You can go to http://<your-master-ip>, then use the default username and password to log in.

As the message says, you can use admin and admin-password to login to the webportal, then submit a job to validate your installation.

Tips for Checking Requirements

If there is any error, please double check the environment requirements first. Here we provide a requirement checker to help you verify:

/bin/bash requirement.sh -m /path/to/master.csv -w /path/to/worker.csv -c /path/to/config

Keep a Folder

We highly recommend you to keep the folder ~/pai-deploy for future operations such as upgrade, maintenance, and uninstallation. The most important contents in this folder are:

  • Kubernetes cluster config (the default is ~/pai-deploy/kube/config): Kubernetes config file. It is used by kubectl to connect to k8s api server.
  • OpenPAI cluster config (the default is ~/pai-deploy/cluster-cfg): It is a folder containing machine layout and OpenPAI service configurations.

If it is possible, you can make a backup of ~/pai-deploy in case it is deleted unexpectedly.

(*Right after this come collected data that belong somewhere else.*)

Issue #14, opened 2016-04-26
Add description of virtualenv tools to the documentation


jbrambleDC:
I believe Conda can handle what virtualenv + pip is doing in a better way? Should we consider adding this functionality?

pjbull:
Unfortunately, the conda environments are not cross-platform, so we generally prefer pip + virtualenv.  From the [conda docs](http://conda.pydata.org/docs/using/envs.html#create-a-separate-environment):

> NOTE: These explicit spec files are not usually cross platform, and therefore have a comment at the top such as # platform: osx-64 showing the platform where they were created. This platform is the one where this spec file is known to work. On other platforms, the packages specified might not be available or dependencies might be missing for some of the key packages already in the spec.

This template could end up conda/virtualenv agnostic if this issue gets fixed:
https://github.com/conda/conda/issues/1277

Closing for now. 😦

isms:
@jbrambleDC Hey Jordan, thanks for contributing! Just for the record, I almost always use conda environments which are admittedly kind of fiddly to get set up for reasons described pretty well in conda/conda#292 ... that being said it's not too bad.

Apart from the folder, you should remember your OpenPAI cluster ID, which is used to indicate your OpenPAI cluster. The default value is pai. Some management operation needs a confirmation of this cluster ID.

Clean Previous Deployment

Save your Data to a Different Place

If you have installed OpenPAI before v1.0.0, to install OpenPAI >= v1.0.0, you should first clean the previous deployment. You cannot preserve any useful data: all jobs, user information, dataset will be lost inevitably and irreversibly. Thus, if you have any useful data in previous deployment, please make sure you have saved them to a different place.

HDFS Data

Before v1.0.0, PAI will deploy an HDFS server for you. After v1.0.0, the HDFS server won't be deployed and previous data will be removed in upgrade. The following commands could be used to transfer your HDFS data:

# check data structure
hdfs dfs -ls hdfs://<hdfs-namenode-ip>:<hdfs-namenode-port>/

hdfs dfs -copyToLocal hdfs://<hdfs-namenode-ip>:<hdfs-namenode-port>/ <local-folder>

<hdfs-namenode-ip> and <hdfs-namenode-port> is the ip of PAI master and 9000 if you did't modify the default setting. Please make sure your local folder has enough capacity to hold the data you want to save.

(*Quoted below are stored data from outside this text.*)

PR #57, opened 2016-11-10
Changed findstr to findstring

verginer:
On Mac with GNU Make 3.81 I had to change `findstr` to `findstring` to get the makefile to correctly read the python version number.


pjbull:
@verginer Thanks!

PR #63, opened 2017-02-22
Check if anaconda is installed with project chosen python version (and not always python2) 

keldLundgaard:


pjbull:
This looks fine to me, but I am curious about the machine setup when you hit an issue.

We use this check just to see if Anaconda is installed (and, what we actually check is if the `python` alias executes an Anaconda version of python). It shouldn't matter if the `python` alias runs 2 or 3. In fact, this call will run Python 3 if that is your default environment on your Anaconda install.

So, summary, I think this will work fine, but I'm not sure when it would be necessary.

keldLundgaard:
Cool. 

It made an error on both mine and my coworkers macs with the newest anaconda with python3 installed.

pjbull:
Can you share the error?

keldLundgaard:
Sorry, error was not the right word. It would not find anaconda when using python instead of python3, so it would think that it was not installed.

keldLundgaard:
Are you accepting this or do you want to explore it further?

pjbull:
There is one edge case I'm concerned about:
 - Install Anaconda (Python 2.7)
 - Run cookiecutter-data-science with interpreter as `python3`

I _believe_ that this fix will fail in the scenario since `python3` won't be on the `PATH` anywhere. However, it's a valid use case to want to bootstrap a Python3 environment even if your system python and Anaconda are both Python2.

It might be a better fix just to test if `which conda` returns anything.

Off the top of my head (untested), this may work:
```
ifeq(,$(shell which conda))
IS_ANACONDA=False
else
IS_ANACONDA=True
endif
```

keldLundgaard:
Yes that seems like a better solution. I'll close this and make a PR based on that.

Issue #56, opened 2016-10-25
Initialize Git repository on creation


mattayes:
Is it possible for CookieCutter to run a command like `git init` after repository creation? It's not a make-or-break, just a nice convenience.

isms:
This is a cool idea. Two potential concerns here:
1. Git-centricity. Even though this project uses git+Github as the VCS, we actually don't make assumptions about what version control the *data science project* will be using.
2. Platform compatibility. Even if we're not directly calling out using `subprocess` or the link (and assuming a binary called `git` is on the system path), then even using a Python git wrapper I fear we are assuming `libgit` is installed.

I'm inclined to give this a discussion label for a while and see if people feel strongly.

mattayes:
That all makes total sense. I think you're right, it's wrong to assume everyone is going to use Git.

It might be nice to give users a choice of which VCS they want to use (or do nothing if no input is provied) and then roll from there. We still run into a platform compatibility issue, though it's a little more manageable; you shouldn't be picking a VCS you don't use/have installed (if you try to, though, things will still get messed up).

What do you think?

ConstantinoSchillebeeckx:
For those interested, I'm doing this in my fork of the cookiecutter with the [following bash script](https://github.com/ConstantinoSchillebeeckx/cookiecutter-data-science/blob/master/%7B%7Bcookiecutter.repo_name%7D%7D/src/setup/setup_git_repo.sh)

I then added a command to the Makefile:
```
## Push to GitHub repo
push: 
	git add -A
	git commit -m 'Make Git update'
	git push
```

mattayes:
Nice, I like it @ConstantinoSchillebeeckx!

@isms What do you think about a plug-and-play way to initialize a version control system?

isms:
@mattayes Cool idea - what do you think an implementation might look like?

pjbull:
Also, just a note here, I've been holding off on optional features while I watch:
https://github.com/audreyr/cookiecutter/pull/848

Unfortunately, that issue is currently stalled because the cookiecutter project needs sponsorship. 

For things like VCS where we want options and may have fields that are conditional on your choice, it's pretty tough to manage with the current cookiecutter workflow, which doesn't really do branching. I was hoping that the PR referenced above would get pulled in for these kinds of features, but that's not super likely.

The one thing we could look at is doing is conditional files using this kind of syntax:
https://github.com/audreyr/cookiecutter/issues/723

[...]

PR #64, opened 2017-02-24
Test for conda.

keldLundgaard:


keldLundgaard:
An a semi-related note: Why the fallback on virtualenv. Couldn't it just declare that you should install anaconda or miniconda?

pjbull:
LGTM, merging.

Not every not every environment/organization can install Anaconda, so we fall back to virtualenv.

Ultimately, it would be nice to just pick one when you run `cookiecutter`, but that's sort of dependent on the issues with cookiecutter that are mentioned here:
https://github.com/drivendata/cookiecutter-data-science/issues/56#issuecomment-277765734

Metadata of Jobs and Users

Metadata of jobs and users will also be lost, including job records, job log, user name, user password, etc. We do not have an automatical tool for you to backup these data. Please transfer the data manually if you find some are valuable.

Other Resources on Kubernetes

If you have deployed any other resources on Kubernetes, please make a proper backup for them, because the Kubernetes cluster will be destroyed, too.

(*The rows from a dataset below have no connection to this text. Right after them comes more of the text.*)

Issue #10, opened 2016-04-23
Make default README better


drivendata:

marskwd:
You may want to update [tox.testrun.org](https://tox.testrun.org/) link to [tox.readthedocs.io](https://tox.readthedocs.io/en/latest/) The security certificate expired, and the browser warnings threw me off. Not sure whether this is just an issue with my browser or if everyone knows what tox is and haven't had to look this up.

PR #75, opened 2017-06-14
Add directory structure to README, improves #10

lorey:
The file structure is an essential part of the provided benefit and should be in the readme file.


isms:
Merged - thanks @lorey!

PR #78, opened 2017-06-28
Use latest stable python3 in conda create

KPLauritzen:
When running `make create_environment` with `PYTHON_INTERPRETER = python3` and `HAS_CONDA=True`, we should use the latest stable python3, instead of python3.5


pjbull:
Thanks @KPLauritzen, good call. On to 3.6! 💯

PR #14520, opened 2020-05-09
MM-25005: Remove HttpRequestsDuration bucket

agnivade:
#### Summary

The ApiTimesHistograms already captures what HttpRequestsDuration does.
And it's more granular than that. So there's no need to duplicate stuff.
Let's remove this one.

#### Ticket Link

https://mattermost.atlassian.net/browse/MM-25005


ethervoid:
What you you think about removing the HttpError counter as well. I think that is a duplicate metric now that we have the status code

agnivade:
I checked that. That uses a slightly different code path. It is logged when the `c.Err` field is set. While that eventually boils down to the same thing, but with the appError migration happening, the `err` field will be disconnected from the status code. So there's no "guarantee" that an application error is actually equivalent to a 5xx status code.

But I'm totally open to removing it if you think it's worth it.

ethervoid:
@agnivade, In that case, we shouldn't name it HttpError, would be something like ServerError. But we can manage that in the future with the App error revamp.

agnivade:
> In that case, we shouldn't name it HttpError, would be something like ServerError.

I agree. Filed https://mattermost.atlassian.net/browse/MM-25020.

agnivade:
@ogi-m - Not sure if there's a way, or even need to test this. This just removes a prometheus counter. The only way to verify would be to actually spin up a prometheus instance and verify that the counter does not appear. Up to you whether you want to verify or not.

Or alternatively, once this gets merged, you can verify it in our production Grafana panel also.

agnivade:
Special thanks to @stylianosrigas for checking the Grafana dashboards !

@amyblais - this needs some documentation in the release notes regarding some Prometheus metrics being removed to be replaced by better ones. Let me know and I can help with the text. Thanks !

PR #14521, opened 2020-05-09
MM-25006: Fix occurences of unclosed http bodies

agnivade:
And while here, we also use ioutil.Discard to read the remaining
body instead of reading with ioutil.ReadAll which allocates a separate
byte buffer.

### Ticket link

https://mattermost.atlassian.net/browse/MM-25006


agnivade:
This was mainly found from the bodyClose linter. But I didn't enable it because there were too many false positives, and it would turn out to be a nuisance.

api4/system.go
```diff
@@ -432,6 +434,10 @@ func getRedirectLocation(c *Context, w http.ResponseWriter, r *http.Request) {
 		w.Write([]byte(model.MapToJson(m)))
 		return
 	}
+	defer func() {
+		io.Copy(ioutil.Discard, res.Body)
```
jupenur, line 438: Potentially stupid question, but why is it necessary to read the full body before closing? What happens if we don't?

agnivade: Yes, I just got asked the same question earlier today :) It is a very common gotcha in Go, and one a lot of devs stumble upon. The answer is in the docs:

> // The http Client and Transport guarantee that Body is always
    // non-nil, even on responses without a body or responses with
    // a zero-length body. It is the caller's responsibility to
    // close Body. The default HTTP client's Transport may not
    // reuse HTTP/1.x "keep-alive" TCP connections if the Body is
    // not read to completion and closed.

https://golang.org/pkg/net/http/#Response

agnivade: Stress on "read to completion".

jupenur: We don't reuse the client, though, so I don't think keep-alive will work in either case?

app/post_metadata.go
```diff
@@ -402,7 +403,10 @@ func (a *App) getLinkMetadata(requestURL string, timestamp int64, isNewPost bool
 	}
 
 	if body != nil {
-		defer body.Close()
+		defer func() {
+			io.Copy(ioutil.Discard, body)
+			body.Close()
```
hanzei, line 408: 0/5 Maybe move this into a helper function similar to the one in `services/marketplace/client.go`?

services/marketplace/client.go
```diff
@@ -79,7 +80,7 @@ func (c *Client) GetPlugin(filter *model.MarketplacePluginFilter, pluginVersion
 // closeBody ensures the Body of an http.Response is properly closed.
 func closeBody(r *http.Response) {
 	if r.Body != nil {
-		_, _ = ioutil.ReadAll(r.Body)
+		_, _ = io.Copy(ioutil.Discard, r.Body)
```
hanzei, line 83: What is the difference between discarding and reading into `_`? I would assume that "it does the same".

app/admin.go
```diff
@@ -177,6 +178,10 @@ func (a *App) TestSiteURL(siteURL string) *model.AppError {
 	if err != nil || res.StatusCode != 200 {
 		return model.NewAppError("testSiteURL", "app.admin.test_site_url.failure", nil, "", http.StatusBadRequest)
 	}
+	defer func() {
+		io.Copy(ioutil.Discard, res.Body)
+		res.Body.Close()
```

Remove Previous PAI deployment

To remove the previous deployment, please use the commands below:

git clone https://github.com/Microsoft/pai.git
cd pai
#  checkout to a different branch if you have a different version
git checkout pai-0.14.y

# delete all pai service and remove all service data
./paictl.py service delete

# delete k8s cluster
./paictl.py cluster k8s-clean -f -p <path-to-your-old-config>

If you cannot find the old config, the following command can help you to retrieve it:

./paictl.py config pull -o <path-to-your-old-config>

You should also remove the GPU driver installed by OpenPAI, by executing the following commands on every GPU node, using a root user:

#!/bin/bash

lsmod | grep -qE "^nvidia" &&
{
    DEP_MODS=`lsmod | tr -s " " | grep -E "^nvidia" | cut -f 4 -d " "`
    for mod in ${DEP_MODS//,/ }
    do
        rmmod $mod ||
        {
            echo "The driver $mod is still in use, can't unload it."
            exit 1
        }
    done
    rmmod nvidia ||
    {
        echo "The driver nvidia is still in use, can't unload it."
        exit 1
    }
}

rm -rf /var/drivers
reboot

After the removal, you can now install OpenPAI >= v1.0.0 by following Installation From Scratch.